Asperger’s syndrome is considered by some to be the same as high functioning autism. Others suggest that Asperger’s disorder is different from autism in that language development is generally not delayed (Medline Plus, 2006). A person with Asperger’s syndrome does not experience cognitive developmental delays, but has difficulty in social interactions. This person may be identified as strange by others, may have difficulty reading or identifying with other people’s emotions, and may prefer routine and become upset if routines are disrupted. Many people with Asperger’s syndrome may have above average intelligence and may have an intense focus of interests in a particular field. For example, a person may be extremely interested in and knowledgeable about cars. Another might be very interested in the smell of people’s shoes.

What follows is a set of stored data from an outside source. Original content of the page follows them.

PR #1526, opened 2022-07-11
Add bun devcontainer

bherbruck:

PR #1614, opened 2022-09-04
Add bun container definition

Wobbly-Wibbly:
Adds the possibility to play with a brand new JS/TS runtime [Bun](https://bun.sh/)


eitsupi:
duplicate of #1526

PR #1623, opened 2022-09-09
avsnr.wrong.account.py

avsnr:
You only need ID + token  My goal is to publish unencrypted information, it's for education and if you're smart about it, you'll use it.  Developer: @avsnr


jkeech:
Closing as off-topic. This is not related to dev containers or setting up a dev environment.

PR #1626, opened 2022-09-13
Add `app.github.dev` to `RAILS_DEVELOPMENT_HOSTS`

joshaber:
Codespaces is migrating port forwarding to live under `app.github.dev` so we need to update the default `RAILS_DEVELOPMENT_HOSTS` to reflect that.


containers/codespaces-linux/.devcontainer/base.Dockerfile
```diff
@@ -27,7 +27,7 @@ ENV SHELL=/bin/bash \
     PIPX_HOME="/usr/local/py-utils" \
     PIPX_BIN_DIR="/usr/local/py-utils/bin" \
     RVM_PATH="/usr/local/rvm" \
-    RAILS_DEVELOPMENT_HOSTS=".githubpreview.dev" \ 
+    RAILS_DEVELOPMENT_HOSTS=".githubpreview.dev,.app.github.dev" \
```
samruddhikhandale, line 30: Added to `universal` image in devcontainers/images https://github.com/devcontainers/images/pull/112

samruddhikhandale: We no longer build images from this repo, so this change would not have any effect. It will be nice if we could revert changes in this file 😄

joshaber: Done!

samruddhikhandale (approved):
LGTM ✨

ghiculescu:
@joshaber I thought you might want to know that this out of the box config doesn't seem to be working on new codespaces on the current Rails release. I think it has not worked since https://github.com/rails/rails/commit/0fccfb9a3097a9c4260c791f1a40b128517e7815 though it may be earlier.

Here is a test that shows the issue: https://github.com/rails/rails/compare/main...ghiculescu:rails:codespaces-bug

The `[".githubpreview.dev", ".app.github.dev"]` comes from [the Dockerfile](https://github.com/devcontainers/templates/blob/main/src/ruby-rails-postgres/.devcontainer/Dockerfile#L8) via the `RAILS_DEVELOPMENT_HOSTS` env var ([PR](https://github.com/rails/rails/pull/41560)), and `"ghiculescu-urban-lamp-asdfasdgsafda-3000.preview.app.github.dev"` is the (lightly sanitized) URL of my codespace.

It looks like because it is a sub-subdomain it isn't permitted. I mentioned this to someone else who regularly does Rails development on codespaces and he said "oh yeah you have to add config.hosts", which is fine, but given there was a lot of work put into making it work out of the box I thought you might want to know.

Thanks for all your work on Codespaces!

cc @dmilburn

ghiculescu:
I wrote all that post and then I realised the fix was just to add this config:

```ruby
config.hosts << ".preview.app.github.dev"
```

Perhaps that could be added to the template?

joshaber:
@ghiculescu great catch, thank you for pointing it out! I've opened https://github.com/devcontainers/templates/pull/83 and https://github.com/devcontainers/images/pull/262 to resolve it.

Issue #1589, opened 2022-08-19
[Announcement] August 2022 update: Dev container community contributions


samruddhikhandale:
### Latest context

Hi dev container community! We appreciate your continued patience as we work to make dev containers a great experience and open specification, and we're excited to share with you the latest plan for community contributions (which we've been crafting since https://github.com/microsoft/vscode-dev-containers/issues/1291).

### New repos

As mentioned, we recently announced the [dev container specification](https://containers.dev). As part of this, we now have a [devcontainers GitHub org](https://github.com/devcontainers), and we place repos related to the spec in this org.

We recently open sourced two new `devcontainers` repos:
- https://github.com/devcontainers/features
- https://github.com/devcontainers/images

As shown in the repos, we are hosting a specific set of features and images that were previously in this repository. Please log issues in this new location.

Also note that we will soon also have a repo for a subset of dev container definitions (a.k.a. templates) in the `containers` folder of this repository. We expect the distribution model for templates to be similar to Features - but this is not quite ready.

### How can I contribute or create new content?

While you could always publish your own dev container image, you can now publish Features as well! This means you can make updates and fixes at any cadence you like! To get started, use this [GitHub Repository Template](https://github.com/devcontainers/feature-template) to create one. It includes a GitHub Actions workflow to automate the publishing process. If you want more details, you can read more about the [features portion of spec at containers.dev](https://containers.dev/implementors/features).

If you've contributed a definition/template in the past, consider whether a Dev Container Feature may be better. Features allow your contribution to be added to any supported base image, rather than just the one in the template.

If you still want to contribute a definition/template in addition or instead, stay tuned for information on how you can self-publish these as well!

If you'd like your contributions to appear in VS Code or GitHub Codespaces UI for dev container creation, you may do the following soon (this is still a work in progress):
- Go to https://github.com/devcontainers/devcontainers.github.io
- Open a PR to modify the `feature-collections.txt` file, and add your `<registry>/<namespace>` to the end of the file

### What happens to this vscode-dev-containers repo?

We will ultimately be archiving this repository and focusing new work on the repos in the `devcontainers` org. We will not delete or hide this repo. However, we won't archive the repository until we've migrated the dev container definitions / templates as well. We expect the general model for distributing templates to be the same as Features - so stay tuned for more information on that!

### Feedback

[...]

PR #1650, opened 2022-10-05
Add docker-in-docker Azure DNS override flag

kklopfenstein:
By default the docker-in-docker script passes an Azure specific IP address to dockerd that causes Docker not to use the devcontainer's resolv.conf settings. We would like to not override DNS within Docker in some situations.

This PR adds a new `AZURE_DNS_OVERRIDE` flag that will give us the ability to disable this Azure DNS setting.

### DIFF
--- a/script-library/docker-in-docker-debian.sh
+++ b/script-library/docker-in-docker-debian.sh
@@ -7,14 +7,14 @@
 # Docs: https://github.com/microsoft/vscode-dev-containers/blob/main/script-library/docs/docker-in-docker.md
 # Maintainer: The VS Code and Codespaces Teams
 #
-# Syntax: ./docker-in-docker-debian.sh [enable non-root docker access flag] [non-root user] [use moby] [Engine/CLI Version] [Major version for docker-compose] [azure DNS override]
+# Syntax: ./docker-in-docker-debian.sh [enable non-root docker access flag] [non-root user] [use moby] [Engine/CLI Version] [Major version for docker-compose] [azure DNS auto detection flag]
 
 ENABLE_NONROOT_DOCKER=${1:-"true"}
 USERNAME=${2:-"automatic"}
 USE_MOBY=${3:-"true"}
 DOCKER_VERSION=${4:-"latest"} # The Docker/Moby Engine + CLI should match in version
 DOCKER_DASH_COMPOSE_VERSION=${5:-"v1"} # v1 or v2
-AZURE_DNS_OVERRIDE=${6:-"true"}
+AZURE_DNS_AUTO_DETECTION=${6:-"true"}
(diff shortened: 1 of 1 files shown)


CleanCut (approved):

script-library/docker-in-docker-debian.sh
```diff
@@ -7,13 +7,14 @@
 # Docs: https://github.com/microsoft/vscode-dev-containers/blob/main/script-library/docs/docker-in-docker.md
 # Maintainer: The VS Code and Codespaces Teams
 #
-# Syntax: ./docker-in-docker-debian.sh [enable non-root docker access flag] [non-root user] [use moby] [Engine/CLI Version] [Major version for docker-compose]
+# Syntax: ./docker-in-docker-debian.sh [enable non-root docker access flag] [non-root user] [use moby] [Engine/CLI Version] [Major version for docker-compose] [azure DNS override]
```
samruddhikhandale, line 10: Hi, thanks for the PR. 

However, we have migrated the Features to the [devcontainers/features](https://github.com/devcontainers/) repo. More details in the [announcement issue.](https://github.com/microsoft/vscode-dev-containers/issues/1589)

Do you mind opening the PR in [docker-in-docker](https://github.com/devcontainers/features/tree/main/src/docker-in-docker) Feature instead?

script-library/docker-in-docker-debian.sh
```diff
@@ -325,6 +326,10 @@ tee /usr/local/share/docker-init.sh > /dev/null \
 
 set -e
 
+AZURE_DNS_OVERRIDE=$AZURE_DNS_OVERRIDE
+EOF
+
+tee -a ./docker-init.sh > /dev/null << 'EOF'
```
joshspicer, line 332: nit: Could we keep the style of this `tee` command the same as the one above (same line breaks, using the full `/usr/local/share/docker-init.sh` file path)

joshspicer (commented):
Thank you for improving our scripts! 

As @samruddhikhandale mentioned, it would be great to additionally put up a PR on the [associated Feature](https://github.com/devcontainers/features/tree/main/src/docker-in-docker), as we have deprecated these scripts in favor of the new Features repo.  The script in the Features repo should be nearly identical.

In the Features repo, you'd want to update both the [install script](https://github.com/devcontainers/features/tree/main/src/docker-in-docker) and add in a new [`AzureDnsOverride` option](https://github.com/devcontainers/features/blob/main/src/docker-in-docker/devcontainer-feature.json#L7) so that we can surface this flag in tooling

script-library/docker-in-docker-debian.sh
kklopfenstein: Here's the features PR: https://github.com/devcontainers/features/pull/200

As discussed, we would like to make this change here first and follow up with the features change.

Pervasive developmental disorder is a term used to refer to difficulties in socialization and delays in developing communicative skills. This is usually recognized before 3 years of age. A child with PDD may interact in unusual ways with toys, people, or situations, and may engage in repetitive movement.

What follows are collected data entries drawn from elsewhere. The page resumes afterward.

PR #1659, opened 2022-10-10
Updates community templates/definitions

samruddhikhandale:
Updates community templates to follow the [spec](https://github.com/devcontainers/spec/blob/main/proposals/devcontainer-templates.md).

All other templates are now hosted from the https://github.com/devcontainers/templates repository.

### DIFF
--- a/containers/azure-terraform/.devcontainer/devcontainer.json
+++ b/containers/azure-terraform/.devcontainer/devcontainer.json
@@ -5,10 +5,7 @@
 		"args": { 
 			"TERRAFORM_VERSION": "0.14.5",
 			"TFLINT_VERSION": "0.24.1",
-			"TERRAGRUNT_VERSION": "0.28.1",
-			"INSTALL_AZURE_CLI": "true",
-			"INSTALL_DOCKER": "true",
-			"NODE_VERSION": "lts/*"
+			"TERRAGRUNT_VERSION": "0.28.1"
 		}
 	},
 	"mounts": [ "source=/var/run/docker.sock,target=/var/run/docker-host.sock,type=bind" ],
@@ -55,6 +52,6 @@
 	// Use 'postCreateCommand' to run commands after the container is created.
 	// "postCreateCommand": "terraform --version",
 
-	// Comment out to connect as root instead. More info: https://aka.ms/vscode-remote/containers/non-root.
+	// Set `remoteUser` to `root` to connect as root instead. More info: https://aka.ms/vscode-remote/containers/non-root.
 	"remoteUser": "vscode"
 }
--- a/containers/azure-terraform/devcontainer-template.json
+++ b/containers/azure-terraform/devcontainer-template.json
@@ -1,0 +1,48 @@
+{
+	"id": "azure-terraform",
+	"version": "1.0.0",
+	"name": "Azure Terraform",
+	"description": "_build, change, and version Azure infrastructure with terraform_",
+	"documentationURL": "https://github.com/microsoft/vscode-dev-containers/tree/main/containers/azure-terraform",
+	"publisher": "Community",
+	"licenseURL": "https://github.com/microsoft/vscode-dev-containers/blob/main/LICENSE",
+	"options": {
+		"installZsh": {
+			"type": "boolean",
+			"description": "Install ZSH!?",
+			"default": "true"
+		},
+		"upgradePackages": {
+			"type": "boolean",
+			"description": "Upgrade OS packages?",
+			"default": "false"
+		},
+		"installAzureCli": {
+			"type": "boolean",
+			"description": "Install Azure CLI!?",
+			"default": "true"
+		},
+		"installDockerCli": {
+			"type": "boolean",
+			"description": "Install Docker CLI!?",
+			"default": "true"
+		},
+		"nodeVersion": {
+			"type": "string",
+			"description": "Node.js version:",
+			"proposals": [
+				"none",
+				"lts/*",
+				"16",
+				"14",
+				"12",
+				"10"
+			],
+			"default": "lts/*"
+		}
+	},
+	"platforms": [
+		"Azure",
+		"Terraform"
+	]
+}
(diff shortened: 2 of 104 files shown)


eitsupi:
Hello. I was expecting this repository to be archived and was preparing to move the R definition to @rocker-org.
(So I am surprised by this PR)

Should I continue to keep the R definition on this repository?
Or should we create and maintain a new template repository in @rocker-org and deprecate the R definitions here?
My only point of contention is whether or not the template can be easily called up on the VSCode UI, and I will continue to maintain it in either case.

Thanks.

eitsupi:
Thank you for your explanation. It makes sense to me.
And thank you for doing so much work so that this does not have to be an abrupt transition!

containers/azure-terraform/devcontainer-template.json
```diff
@@ -0,0 +1,48 @@
+{
+	"id": "azure-terraform",
+	"version": "1.0.0",
+	"name": "Azure Terraform",
+	"description": "_build, change, and version Azure infrastructure with terraform_",
+	"documentationURL": "https://github.com/microsoft/vscode-dev-containers/tree/main/containers/azure-terraform",
+	"publisher": "Community",
+	"licenseURL": "https://github.com/microsoft/vscode-dev-containers/blob/main/LICENSE",
+	"options": {
+		"installZsh": {
```
Chuxel, line 10: Given the base image has ZSH and package upgrades in it, we could probably drop the installZsh and upgradePackages options here.

We also have a terraform feature, so technically this definition could just flip to using that.

containers/azure-terraform/devcontainer-template.json
```diff
@@ -0,0 +1,48 @@
...
+		"installDockerCli": {
+			"type": "boolean",
+			"description": "Install Docker CLI!?",
+			"default": "true"
+		},
+		"nodeVersion": {
+			"type": "string",
+			"description": "Node.js version:",
+			"proposals": [
+				"none",
```
Chuxel, line 34: Old list ... lts/*, 18, 16, 14 is current

containers/clojure/.devcontainer/devcontainer.json
```diff
@@ -3,17 +3,8 @@
...
-			// Use the -bullseye variants on local arm64/Apple Silicon.
-			"VARIANT": "17",
 			// Options
-			"CLOJURE_VERSION": "1.10.3",
-			"INSTALL_CLOJURE_CLI": "true",
-			"INSTALL_BOOT": "true",
-			"INSTALL_LEININGEN": "true",
-			"INSTALL_POLYLITH": "true",
-			"NODE_VERSION": "lts/*"
+			"CLOJURE_VERSION": "1.10.3"
```
Chuxel, line 7: Why not make this an option as well?

containers/azure-terraform/.devcontainer/devcontainer.json
```diff
@@ -5,10 +5,7 @@
 		"args": { 
 			"TERRAFORM_VERSION": "0.14.5",
 			"TFLINT_VERSION": "0.24.1",
-			"TERRAGRUNT_VERSION": "0.28.1",
-			"INSTALL_AZURE_CLI": "true",
-			"INSTALL_DOCKER": "true",
-			"NODE_VERSION": "lts/*"
+			"TERRAGRUNT_VERSION": "0.28.1"
```
Chuxel, line 8: Why not make these options as well?

containers/perl/devcontainer-template.json
```diff
@@ -0,0 +1,24 @@
+{
+	"id": "perl",
+	"version": "1.0.0",
+	"name": "Perl",
+	"description": "Develop Perl applications on Linux",
+	"documentationURL": "https://github.com/microsoft/vscode-dev-containers/tree/main/containers/perl",
+	"publisher": "Community",
+	"licenseURL": "https://github.com/microsoft/vscode-dev-containers/blob/main/LICENSE",
+	"options": {
```
Chuxel, line 9: We can probably drop these given they're in the base image now. This predates the base I believe.

Chuxel (commented):
There are a few definitions where we have left build args in place, while in others they've been converted to options. Wouldn't it make sense to be consistent?

Chuxel (approved):
Actually - taking a second look, the issues I pointed out were in the original templates as well, which likely says that we should not address them in this PR which focuses just on just enabling OCI-based publishing.

eitsupi:
Sorry to keep asking this question, but would you be able to provide us a "template of templates"?
In other words, should I start building a template repository now based on https://github.com/devcontainers/templates?
Or should I wait for a template of devcontainer templates like https://github.com/devcontainers/feature-template?

bamurtaugh:
Thanks @eitsupi, this is a good topic! 

We've opened https://github.com/devcontainers/spec/issues/116 to track creating such a repo. However, we do hope the content in https://github.com/devcontainers/templates is sufficient to start self-hosting your templates now, so please feel free to start creating a repo, and you can always let us know if you have any questions or feedback.

eitsupi:
Thank you for the clarification!
Yes, no doubt your repositories provide me with enough information.

Will work on that as soon as possible.

cc @cboettig

containers/haskell/.devcontainer/Dockerfile
```diff
@@ -3,9 +3,9 @@ FROM debian:bullseye-slim
 ENV LANG C.UTF-8
 
 # [Option] Install zsh
-ARG INSTALL_ZSH="true"
+ARG INSTALL_ZSH="${templateOption:installZsh}"
```
josephcsible, line 6: The Stack Overflow question [unable to build VSC devcontainer for Haskell on OS X Ventura](https://stackoverflow.com/q/74929464/7509065) appears to be related to this change.

samruddhikhandale: Thanks! Replied my thoughts on the thread.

What is a learning disability? The spectrum disorders just described impact many areas of the child’s life. And if a child is mentally retarded, that child is typically slow in all areas of learning. However, a child with a learning disability has problems in a specific area or with a specific task or type of activity related to education. A learning difficulty refers to a deficit in a child’s ability to perform an expected academic skill (Berger, 2005). These difficulties are identified in school because this is when children’s academic abilities are being tested, compared, and measured. Consequently, once academic testing is no longer essential in that person’s life (as when they are working rather than going to school) these disabilities may no longer be noticed or relevant, depending on the person’s job and the extent of the disability.

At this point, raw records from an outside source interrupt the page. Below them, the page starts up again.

PR #1682, opened 2022-10-31
Fix: "E: Unable to locate package manpages-posix"

ZarTek-Creole:
If ${ADD_NON_FREE_PACKAGES} is true and Debian is "stable"

The replacement with sed does not work because it does not find the code name (VERSION_CODENAME) , it must find and replace the value "stable" instead of "${VERSION_CODENAME}" retrieve from /etc/os- release


ZarTek-Creole:
@microsoft-github-policy-service agree

PR #1708, opened 2023-01-03
fix: Add -e for echo newlines to resolve properly

killerHELIX:
Fixes a typo in the docker-from-docker docs.


Chuxel:
FYI - these have been moved to https://github.com/devcontainers/templates and https://github.com/devcontainers/features going forward.

But either way, thanks for the contribution!

Issue #1762, opened 2023-08-01
[Announcement] This repo will be archived November 2023


bamurtaugh:
> **TLDR; With the growing [dev container spec](https://containers.dev/), our core dev container work has moved to the [dev containers org on GitHub](https://github.com/devcontainers). Thus, we will archive this vscode-dev-containers repo in November 2023.**

👋 Hi dev container community! 

Opening the [dev container specification](https://containers.dev/) has been an incredible journey over the past year. We've implemented key changes to how and where we host and accept contributions to dev container resources, which we described in an earlier announcement issue: https://github.com/microsoft/vscode-dev-containers/issues/1589.

## Archiving this repo

We want to ensure everyone gets the latest resources (dev container images, Features, and Templates), which are all hosted in the [dev containers org on GitHub](https://github.com/devcontainers), or through our [community index](https://containers.dev/collections). The spec has reached a point where we will no longer use or reference this vscode-dev-containers repo.

**To avoid confusion and an additional maintenance burden, we will archive this repository in November 2023.**

## What does archiving mean to me?

If you've already been using the latest dev container resources in the dev containers org on GitHub, this change should have no impact on you!

If you're still using any of the resources in this repo, please migrate to using resources in the dev containers org instead by November 2023. If you'd like to contribute a definition from this repo that isn't yet in our [index](https://containers.dev/templates), please feel free to publish one and contribute it to our index. We will not be deleting this repo though, so you can still review it if necessary after November.

## Closing - thank you!

Your involvement, feedback, contributions to, and use of dev containers has been instrumental in us opening up the dev container spec - THANK YOU for everything! We can't wait to see how our community continues to grow and collaborate!

If you're looking to get started with dev containers or filing an issue / feature request, here are some places to get started:

* Dev Container images managed by the Dev Container spec maintainers: https://github.com/devcontainers/images
* Dev Container Features managed by the Dev Container spec maintainers: https://github.com/devcontainers/features
* Dev Container Templates managed by the Dev Container spec maintainers: https://github.com/devcontainers/templates
* For new Definitions/Templates, see https://github.com/devcontainers/template-starter to get started and add your Template to the community index
* For new Dev Container Features, see https://github.com/devcontainers/feature-template to get started and add your Feature to the community index

bamurtaugh:
Hi @papakpmartin, thanks for reaching out. The repos above are accurate and will provide the latest resources provided by the spec maintainers and community.

[...]

PR #1783, opened 2023-11-15
Stops publishing and supporting Templates

samruddhikhandale:
With respect to https://github.com/microsoft/vscode-dev-containers/issues/1762, we are archiving the [microsoft/vscode-dev-containers](https://github.com/microsoft/vscode-dev-containers) repo. However, it still contains code for [community contributed Templates](https://github.com/microsoft/vscode-dev-containers/tree/main/containers) which are published to the index. In https://containers.dev/templates, we do mark it as` Deprecated (No longer maintained)`, hence, now we will stop publishing them as they will no longer be supported.


bamurtaugh (approved):
Thank you!

lramos15 (approved):

PR #93, opened 2023-03-31
Ensure we can re-run the script multiple times

cjeanner:
Until now, we had to trash and recreate the container if we wanted to
iterate on ansible-test runs.

This patch corrects this issue, and we can now run the following without
any issue:
```
podman run --rm -ti \
        --security-opt label=disable \
        -v .:/opt/sources --user root cifmw:latest bash
./scripts/run_ansible_test
./scripts/run_ansible_test
```
It makes the whole process faster and easier for developers.

This PR has:


cjeanner:
Bypassing the CI workflow.

Reason: it seems the whole signature system on centos 9 stream is broken due to the use of sha1 algorithm in gpg related content, while that very same sha1 has been marked as weak:
https://kojihub.stream.centos.org/koji/buildinfo?buildID=31391

PR #96, opened 2023-04-03
Molecule role test failure trigger changed to RC

jpodivin:
Proposed change addresses an issue when failure of the molecule wouldn't be reported if it was not caused by broken test assertion. For example when the tested role contained syntax error.

This PR has:


rebtoor (approved):

jpodivin:
The original patch was reverted.

PR #99, opened 2023-04-05
Workaround gnupg2 issue

cjeanner:
Latest gnupg2 (gnupg2-2.3.3-3) markes SHA-1 as weak, breaking
effectively the whole signature system on CentOS.

This patch ensures we'll be at least able to build the container in CI,
and should be reverted as soon as the issue is corrected on CentOS.

More information:
https://bugzilla.redhat.com/show_bug.cgi?id=2184640


cjeanner:
Forcing merge without waiting on CI.

Reason: the issue this workaround fixes would have prevented prow jobs to work anyway. This workaround should allow to pass other jobs, without actual impact on the code quality.

As stated, it must be reverted once the situation related to the signature mechanism is cleared.

PR #103, opened 2023-04-12
Inject new role path in ansible

cjeanner:
The use_install_yamls role and related modules primary task is to
generate task files embedding the `ci_make` calls matching install_yamls
Makefiles targets.

In order to be able to consume those tasks, we have to ensure Ansible
knows about them. We generate the whole content in a dedicated location
nested in the `cifmw_basedir/artifacts/roles` in order to keep it clean
while allowing to get this generated content in the logs.

We also add some new documentation about the implication of this current
change, especially if the operator wants to output the content somewhere
else in the tree.


raukadah (approved):
/lgtm

PR #115, opened 2023-04-14
Ensure we have ansible log in known location

cjeanner:
This location is then used in order to gather the log file in
cifmw_basedir/logs/ for future reference.


adrianfusco (commented):
/lgtm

Dyslexia is one of the most commonly diagnosed disabilities and involves having difficulty in the area of reading. This diagnosis is used for a number of reading difficulties. For example, the child may reverse letters or have difficulty reading from left to right or may have problems associating letters with sounds. It appears to be rooted in some neurological problems involving the parts of the brain active in recognizing letters, verbally responding, or being able to manipulate sounds (National Institute of Neurological Disorders and Stroke, 2006). Treatment typically involves altering teaching methods to accommodate the person’s particular problematic area.
Attention Deficit Hyperactivity Disorder is considered a neurological and behavioral disorder in which a person has difficulty staying on task, screening out distractions, and inhibiting behavioral outbursts. The most commonly recommended treatment involves the use of medication, structuring the classroom environment to keep distractions at a minimum, tutoring, and teaching parents how to set limits and encourage age-appropriate behavior (NINDS, 2006).